Segment Start: Task inputs

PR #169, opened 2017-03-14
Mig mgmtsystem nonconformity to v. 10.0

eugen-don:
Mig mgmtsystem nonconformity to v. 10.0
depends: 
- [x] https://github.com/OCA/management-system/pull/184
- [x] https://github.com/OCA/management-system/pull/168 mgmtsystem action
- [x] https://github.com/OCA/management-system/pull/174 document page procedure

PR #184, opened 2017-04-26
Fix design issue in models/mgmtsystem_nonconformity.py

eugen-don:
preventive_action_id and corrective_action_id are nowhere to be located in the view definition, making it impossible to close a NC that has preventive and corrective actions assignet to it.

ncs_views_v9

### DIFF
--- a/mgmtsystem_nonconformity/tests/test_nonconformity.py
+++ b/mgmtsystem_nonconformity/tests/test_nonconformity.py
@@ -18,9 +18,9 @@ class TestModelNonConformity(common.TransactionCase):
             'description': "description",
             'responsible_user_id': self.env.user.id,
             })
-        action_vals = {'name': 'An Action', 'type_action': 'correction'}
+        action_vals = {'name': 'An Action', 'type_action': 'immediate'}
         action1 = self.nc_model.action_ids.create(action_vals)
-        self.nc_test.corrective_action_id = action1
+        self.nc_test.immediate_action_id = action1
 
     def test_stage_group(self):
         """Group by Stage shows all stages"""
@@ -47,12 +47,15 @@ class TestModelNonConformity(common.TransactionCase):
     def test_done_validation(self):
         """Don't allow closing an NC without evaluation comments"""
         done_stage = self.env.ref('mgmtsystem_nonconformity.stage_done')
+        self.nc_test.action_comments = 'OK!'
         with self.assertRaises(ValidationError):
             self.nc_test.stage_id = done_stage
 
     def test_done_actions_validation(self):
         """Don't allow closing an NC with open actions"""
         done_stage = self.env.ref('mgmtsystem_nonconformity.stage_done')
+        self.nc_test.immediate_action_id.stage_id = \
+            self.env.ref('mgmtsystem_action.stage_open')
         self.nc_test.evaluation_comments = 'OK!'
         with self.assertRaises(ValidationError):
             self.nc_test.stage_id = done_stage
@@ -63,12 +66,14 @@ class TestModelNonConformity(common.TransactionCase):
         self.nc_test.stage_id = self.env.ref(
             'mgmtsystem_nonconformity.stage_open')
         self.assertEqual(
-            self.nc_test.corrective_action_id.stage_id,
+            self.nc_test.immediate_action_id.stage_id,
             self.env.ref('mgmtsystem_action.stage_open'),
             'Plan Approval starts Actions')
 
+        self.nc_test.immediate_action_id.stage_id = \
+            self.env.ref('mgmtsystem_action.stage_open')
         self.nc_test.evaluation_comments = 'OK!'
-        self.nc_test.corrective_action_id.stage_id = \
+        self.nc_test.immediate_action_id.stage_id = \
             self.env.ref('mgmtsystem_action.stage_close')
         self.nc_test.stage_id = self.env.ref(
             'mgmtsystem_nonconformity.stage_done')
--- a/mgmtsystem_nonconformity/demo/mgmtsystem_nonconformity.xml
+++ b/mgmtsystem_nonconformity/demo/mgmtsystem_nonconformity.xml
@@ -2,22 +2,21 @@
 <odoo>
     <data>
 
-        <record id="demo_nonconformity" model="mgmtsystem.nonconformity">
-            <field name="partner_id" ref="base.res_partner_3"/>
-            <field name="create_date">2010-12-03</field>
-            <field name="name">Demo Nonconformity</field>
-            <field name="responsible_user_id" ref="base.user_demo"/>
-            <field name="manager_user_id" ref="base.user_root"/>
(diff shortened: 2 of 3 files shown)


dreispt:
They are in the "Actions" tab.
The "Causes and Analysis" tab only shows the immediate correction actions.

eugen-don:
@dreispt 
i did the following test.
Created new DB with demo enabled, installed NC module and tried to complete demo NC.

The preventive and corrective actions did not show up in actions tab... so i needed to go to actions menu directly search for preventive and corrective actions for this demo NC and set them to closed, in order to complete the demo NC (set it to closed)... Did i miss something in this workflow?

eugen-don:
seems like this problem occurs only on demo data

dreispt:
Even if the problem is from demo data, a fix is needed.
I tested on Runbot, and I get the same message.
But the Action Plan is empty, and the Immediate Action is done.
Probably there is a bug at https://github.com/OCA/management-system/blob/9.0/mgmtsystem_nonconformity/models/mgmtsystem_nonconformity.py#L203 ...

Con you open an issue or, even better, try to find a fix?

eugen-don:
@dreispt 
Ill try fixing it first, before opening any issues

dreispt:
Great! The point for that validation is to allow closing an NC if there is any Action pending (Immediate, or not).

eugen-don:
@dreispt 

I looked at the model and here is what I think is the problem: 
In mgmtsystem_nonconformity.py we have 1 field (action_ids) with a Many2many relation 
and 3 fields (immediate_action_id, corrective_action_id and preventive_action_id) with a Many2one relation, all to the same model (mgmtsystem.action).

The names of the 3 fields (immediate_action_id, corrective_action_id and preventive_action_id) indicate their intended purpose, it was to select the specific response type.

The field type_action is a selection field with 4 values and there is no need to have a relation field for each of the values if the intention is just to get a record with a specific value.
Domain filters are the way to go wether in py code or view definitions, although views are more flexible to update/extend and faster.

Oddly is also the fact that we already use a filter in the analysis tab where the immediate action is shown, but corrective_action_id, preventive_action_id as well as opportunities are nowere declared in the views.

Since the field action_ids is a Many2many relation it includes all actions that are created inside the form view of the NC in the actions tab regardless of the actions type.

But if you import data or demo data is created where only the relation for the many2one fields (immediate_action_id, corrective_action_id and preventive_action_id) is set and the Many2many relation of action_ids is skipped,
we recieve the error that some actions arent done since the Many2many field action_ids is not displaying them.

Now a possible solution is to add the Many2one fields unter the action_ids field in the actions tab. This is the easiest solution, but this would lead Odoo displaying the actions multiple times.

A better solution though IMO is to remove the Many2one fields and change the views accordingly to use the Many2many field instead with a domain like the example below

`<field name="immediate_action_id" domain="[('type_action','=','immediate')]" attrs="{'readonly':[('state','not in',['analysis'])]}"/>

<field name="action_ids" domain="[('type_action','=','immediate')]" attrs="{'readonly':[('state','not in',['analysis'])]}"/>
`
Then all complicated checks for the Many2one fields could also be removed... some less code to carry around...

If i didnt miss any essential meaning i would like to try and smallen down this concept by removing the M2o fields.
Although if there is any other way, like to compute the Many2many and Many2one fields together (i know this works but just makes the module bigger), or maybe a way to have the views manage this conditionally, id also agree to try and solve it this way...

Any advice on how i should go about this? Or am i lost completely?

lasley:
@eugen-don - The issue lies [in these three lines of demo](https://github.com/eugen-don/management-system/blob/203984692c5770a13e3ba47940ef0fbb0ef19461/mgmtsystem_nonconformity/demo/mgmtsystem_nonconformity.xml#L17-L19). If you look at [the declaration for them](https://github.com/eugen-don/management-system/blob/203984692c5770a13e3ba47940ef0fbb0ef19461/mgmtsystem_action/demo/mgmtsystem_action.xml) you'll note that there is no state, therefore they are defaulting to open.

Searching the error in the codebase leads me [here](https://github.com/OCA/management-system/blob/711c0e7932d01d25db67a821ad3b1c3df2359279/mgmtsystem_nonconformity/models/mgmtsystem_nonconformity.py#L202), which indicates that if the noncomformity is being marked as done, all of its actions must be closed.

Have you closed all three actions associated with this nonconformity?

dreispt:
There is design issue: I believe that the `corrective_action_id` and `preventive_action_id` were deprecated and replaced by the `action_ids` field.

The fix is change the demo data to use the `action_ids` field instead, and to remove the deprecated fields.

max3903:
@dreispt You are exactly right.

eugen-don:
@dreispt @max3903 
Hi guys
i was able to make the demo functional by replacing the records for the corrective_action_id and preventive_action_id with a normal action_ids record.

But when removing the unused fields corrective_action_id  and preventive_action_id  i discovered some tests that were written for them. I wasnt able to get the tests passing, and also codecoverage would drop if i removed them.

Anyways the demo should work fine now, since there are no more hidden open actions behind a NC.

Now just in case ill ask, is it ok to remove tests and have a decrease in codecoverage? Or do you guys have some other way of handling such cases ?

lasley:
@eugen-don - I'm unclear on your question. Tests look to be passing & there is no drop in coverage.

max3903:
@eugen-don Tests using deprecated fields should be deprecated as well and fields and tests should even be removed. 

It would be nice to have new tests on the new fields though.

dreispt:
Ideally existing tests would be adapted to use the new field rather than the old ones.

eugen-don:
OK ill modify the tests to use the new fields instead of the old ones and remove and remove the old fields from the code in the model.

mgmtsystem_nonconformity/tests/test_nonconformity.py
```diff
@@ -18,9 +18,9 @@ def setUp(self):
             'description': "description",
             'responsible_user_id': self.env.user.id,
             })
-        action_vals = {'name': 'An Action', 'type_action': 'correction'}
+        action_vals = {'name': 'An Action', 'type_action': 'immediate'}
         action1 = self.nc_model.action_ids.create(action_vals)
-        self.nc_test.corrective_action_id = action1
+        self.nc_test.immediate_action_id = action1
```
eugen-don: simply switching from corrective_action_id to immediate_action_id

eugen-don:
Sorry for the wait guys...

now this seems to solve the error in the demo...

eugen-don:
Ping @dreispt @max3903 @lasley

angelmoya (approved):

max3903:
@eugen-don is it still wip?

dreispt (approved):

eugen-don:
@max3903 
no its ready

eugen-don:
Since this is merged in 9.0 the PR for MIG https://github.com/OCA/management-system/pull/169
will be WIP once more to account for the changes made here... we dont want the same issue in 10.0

Segment End: Task inputs

» Problem details:
Write down again, exactly as given, only the lines above that fall from the line with "Created new DB" to the line with "Since the field", inclusive.

» Response to the exercise:
Created new DB with demo enabled, installed NC module and tried to complete demo NC.

The preventive and corrective actions did not show up in actions tab... so i needed to go to actions menu directly search for preventive and corrective actions for this demo NC and set them to closed, in order to complete the demo NC (set it to closed)... Did i miss something in this workflow?

eugen-don:
seems like this problem occurs only on demo data

dreispt:
Even if the problem is from demo data, a fix is needed.
I tested on Runbot, and I get the same message.
But the Action Plan is empty, and the Immediate Action is done.
Probably there is a bug at https://github.com/OCA/management-system/blob/9.0/mgmtsystem_nonconformity/models/mgmtsystem_nonconformity.py#L203 ...

Con you open an issue or, even better, try to find a fix?

eugen-don:
@dreispt 
Ill try fixing it first, before opening any issues

dreispt:
Great! The point for that validation is to allow closing an NC if there is any Action pending (Immediate, or not).

eugen-don:
@dreispt 

I looked at the model and here is what I think is the problem: 
In mgmtsystem_nonconformity.py we have 1 field (action_ids) with a Many2many relation 
and 3 fields (immediate_action_id, corrective_action_id and preventive_action_id) with a Many2one relation, all to the same model (mgmtsystem.action).

The names of the 3 fields (immediate_action_id, corrective_action_id and preventive_action_id) indicate their intended purpose, it was to select the specific response type.

The field type_action is a selection field with 4 values and there is no need to have a relation field for each of the values if the intention is just to get a record with a specific value.
Domain filters are the way to go wether in py code or view definitions, although views are more flexible to update/extend and faster.

Oddly is also the fact that we already use a filter in the analysis tab where the immediate action is shown, but corrective_action_id, preventive_action_id as well as opportunities are nowere declared in the views.

Since the field action_ids is a Many2many relation it includes all actions that are created inside the form view of the NC in the actions tab regardless of the actions type.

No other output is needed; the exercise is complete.